=== Source material ===
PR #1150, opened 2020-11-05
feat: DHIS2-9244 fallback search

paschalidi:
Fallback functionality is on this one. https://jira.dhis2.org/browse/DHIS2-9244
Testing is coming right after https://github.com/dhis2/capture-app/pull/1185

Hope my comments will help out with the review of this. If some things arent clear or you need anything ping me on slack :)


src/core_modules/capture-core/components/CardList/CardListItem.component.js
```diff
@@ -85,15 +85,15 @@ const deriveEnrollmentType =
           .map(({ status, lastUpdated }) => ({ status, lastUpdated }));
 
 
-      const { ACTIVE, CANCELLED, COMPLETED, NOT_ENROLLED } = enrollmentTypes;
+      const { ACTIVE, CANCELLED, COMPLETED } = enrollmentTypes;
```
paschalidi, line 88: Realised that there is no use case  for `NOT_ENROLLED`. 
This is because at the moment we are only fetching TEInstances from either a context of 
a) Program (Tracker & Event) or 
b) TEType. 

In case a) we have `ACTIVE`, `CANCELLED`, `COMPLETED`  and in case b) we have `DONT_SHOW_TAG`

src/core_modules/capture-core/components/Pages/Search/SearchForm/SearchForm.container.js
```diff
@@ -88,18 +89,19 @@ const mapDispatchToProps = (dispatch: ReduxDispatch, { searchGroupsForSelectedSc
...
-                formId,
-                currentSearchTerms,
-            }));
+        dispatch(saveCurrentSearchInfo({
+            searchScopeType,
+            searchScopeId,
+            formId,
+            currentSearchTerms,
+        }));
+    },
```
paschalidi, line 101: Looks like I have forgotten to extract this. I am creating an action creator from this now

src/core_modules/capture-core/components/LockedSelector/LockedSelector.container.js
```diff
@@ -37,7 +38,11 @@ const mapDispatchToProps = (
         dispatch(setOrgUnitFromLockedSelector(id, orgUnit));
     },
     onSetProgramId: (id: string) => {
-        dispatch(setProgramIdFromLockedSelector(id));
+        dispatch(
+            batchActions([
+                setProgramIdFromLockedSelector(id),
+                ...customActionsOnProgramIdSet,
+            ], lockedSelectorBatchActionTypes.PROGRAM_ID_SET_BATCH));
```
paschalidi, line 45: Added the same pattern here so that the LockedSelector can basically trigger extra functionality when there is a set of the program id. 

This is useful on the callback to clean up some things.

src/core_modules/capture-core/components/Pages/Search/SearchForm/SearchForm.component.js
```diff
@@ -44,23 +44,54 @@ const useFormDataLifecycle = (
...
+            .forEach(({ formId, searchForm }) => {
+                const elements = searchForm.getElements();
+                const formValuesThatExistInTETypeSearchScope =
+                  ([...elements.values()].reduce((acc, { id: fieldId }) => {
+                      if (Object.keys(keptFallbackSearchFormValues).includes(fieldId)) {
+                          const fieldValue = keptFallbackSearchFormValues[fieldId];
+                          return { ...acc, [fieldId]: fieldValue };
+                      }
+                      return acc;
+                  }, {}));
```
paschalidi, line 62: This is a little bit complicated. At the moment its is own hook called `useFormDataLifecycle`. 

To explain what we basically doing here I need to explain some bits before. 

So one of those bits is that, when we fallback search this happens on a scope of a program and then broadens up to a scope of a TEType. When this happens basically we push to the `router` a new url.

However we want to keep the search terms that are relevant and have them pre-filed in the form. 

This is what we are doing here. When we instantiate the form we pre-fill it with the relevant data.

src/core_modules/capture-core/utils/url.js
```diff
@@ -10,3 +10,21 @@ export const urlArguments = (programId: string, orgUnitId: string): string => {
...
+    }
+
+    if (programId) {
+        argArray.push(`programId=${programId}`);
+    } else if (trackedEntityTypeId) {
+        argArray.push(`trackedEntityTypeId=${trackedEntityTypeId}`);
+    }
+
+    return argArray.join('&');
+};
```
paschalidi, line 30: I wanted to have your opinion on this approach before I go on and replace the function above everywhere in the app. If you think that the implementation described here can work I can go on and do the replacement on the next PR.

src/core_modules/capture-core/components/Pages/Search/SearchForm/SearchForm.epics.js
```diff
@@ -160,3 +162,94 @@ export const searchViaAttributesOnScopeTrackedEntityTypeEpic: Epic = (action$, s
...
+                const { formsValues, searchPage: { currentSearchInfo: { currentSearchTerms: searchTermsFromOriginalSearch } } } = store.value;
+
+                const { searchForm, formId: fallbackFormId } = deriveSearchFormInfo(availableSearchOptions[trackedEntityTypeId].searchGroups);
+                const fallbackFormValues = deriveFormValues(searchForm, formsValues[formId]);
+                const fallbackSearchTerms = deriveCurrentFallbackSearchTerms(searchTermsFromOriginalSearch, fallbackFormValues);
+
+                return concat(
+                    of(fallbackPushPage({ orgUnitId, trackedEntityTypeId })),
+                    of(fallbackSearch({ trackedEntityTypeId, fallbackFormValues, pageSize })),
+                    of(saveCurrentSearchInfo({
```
===
■ **What you have to do**
Copy out the entries from the material above, matching each one exactly.

■ **Answer section**
PR #1150, opened 2020-11-05
feat: DHIS2-9244 fallback search

paschalidi:
Fallback functionality is on this one. https://jira.dhis2.org/browse/DHIS2-9244
Testing is coming right after https://github.com/dhis2/capture-app/pull/1185

Hope my comments will help out with the review of this. If some things arent clear or you need anything ping me on slack :)


src/core_modules/capture-core/components/CardList/CardListItem.component.js
```diff
@@ -85,15 +85,15 @@ const deriveEnrollmentType =
           .map(({ status, lastUpdated }) => ({ status, lastUpdated }));
 
 
-      const { ACTIVE, CANCELLED, COMPLETED, NOT_ENROLLED } = enrollmentTypes;
+      const { ACTIVE, CANCELLED, COMPLETED } = enrollmentTypes;
```
paschalidi, line 88: Realised that there is no use case  for `NOT_ENROLLED`. 
This is because at the moment we are only fetching TEInstances from either a context of 
a) Program (Tracker & Event) or 
b) TEType. 

In case a) we have `ACTIVE`, `CANCELLED`, `COMPLETED`  and in case b) we have `DONT_SHOW_TAG`

src/core_modules/capture-core/components/Pages/Search/SearchForm/SearchForm.container.js
```diff
@@ -88,18 +89,19 @@ const mapDispatchToProps = (dispatch: ReduxDispatch, { searchGroupsForSelectedSc
...
-                formId,
-                currentSearchTerms,
-            }));
+        dispatch(saveCurrentSearchInfo({
+            searchScopeType,
+            searchScopeId,
+            formId,
+            currentSearchTerms,
+        }));
+    },
```
paschalidi, line 101: Looks like I have forgotten to extract this. I am creating an action creator from this now

src/core_modules/capture-core/components/LockedSelector/LockedSelector.container.js
```diff
@@ -37,7 +38,11 @@ const mapDispatchToProps = (
         dispatch(setOrgUnitFromLockedSelector(id, orgUnit));
     },
     onSetProgramId: (id: string) => {
-        dispatch(setProgramIdFromLockedSelector(id));
+        dispatch(
+            batchActions([
+                setProgramIdFromLockedSelector(id),
+                ...customActionsOnProgramIdSet,
+            ], lockedSelectorBatchActionTypes.PROGRAM_ID_SET_BATCH));
```
paschalidi, line 45: Added the same pattern here so that the LockedSelector can basically trigger extra functionality when there is a set of the program id. 

This is useful on the callback to clean up some things.

src/core_modules/capture-core/components/Pages/Search/SearchForm/SearchForm.component.js
```diff
@@ -44,23 +44,54 @@ const useFormDataLifecycle = (
...
+            .forEach(({ formId, searchForm }) => {
+                const elements = searchForm.getElements();
+                const formValuesThatExistInTETypeSearchScope =
+                  ([...elements.values()].reduce((acc, { id: fieldId }) => {
+                      if (Object.keys(keptFallbackSearchFormValues).includes(fieldId)) {
+                          const fieldValue = keptFallbackSearchFormValues[fieldId];
+                          return { ...acc, [fieldId]: fieldValue };
+                      }
+                      return acc;
+                  }, {}));
```
paschalidi, line 62: This is a little bit complicated. At the moment its is own hook called `useFormDataLifecycle`. 

To explain what we basically doing here I need to explain some bits before. 

So one of those bits is that, when we fallback search this happens on a scope of a program and then broadens up to a scope of a TEType. When this happens basically we push to the `router` a new url.

However we want to keep the search terms that are relevant and have them pre-filed in the form. 

This is what we are doing here. When we instantiate the form we pre-fill it with the relevant data.

src/core_modules/capture-core/utils/url.js
```diff
@@ -10,3 +10,21 @@ export const urlArguments = (programId: string, orgUnitId: string): string => {
...
+    }
+
+    if (programId) {
+        argArray.push(`programId=${programId}`);
+    } else if (trackedEntityTypeId) {
+        argArray.push(`trackedEntityTypeId=${trackedEntityTypeId}`);
+    }
+
+    return argArray.join('&');
+};
```
paschalidi, line 30: I wanted to have your opinion on this approach before I go on and replace the function above everywhere in the app. If you think that the implementation described here can work I can go on and do the replacement on the next PR.

src/core_modules/capture-core/components/Pages/Search/SearchForm/SearchForm.epics.js
```diff
@@ -160,3 +162,94 @@ export const searchViaAttributesOnScopeTrackedEntityTypeEpic: Epic = (action$, s
...
+                const { formsValues, searchPage: { currentSearchInfo: { currentSearchTerms: searchTermsFromOriginalSearch } } } = store.value;
+
+                const { searchForm, formId: fallbackFormId } = deriveSearchFormInfo(availableSearchOptions[trackedEntityTypeId].searchGroups);
+                const fallbackFormValues = deriveFormValues(searchForm, formsValues[formId]);
+                const fallbackSearchTerms = deriveCurrentFallbackSearchTerms(searchTermsFromOriginalSearch, fallbackFormValues);
+
+                return concat(
+                    of(fallbackPushPage({ orgUnitId, trackedEntityTypeId })),
+                    of(fallbackSearch({ trackedEntityTypeId, fallbackFormValues, pageSize })),
+                    of(saveCurrentSearchInfo({
```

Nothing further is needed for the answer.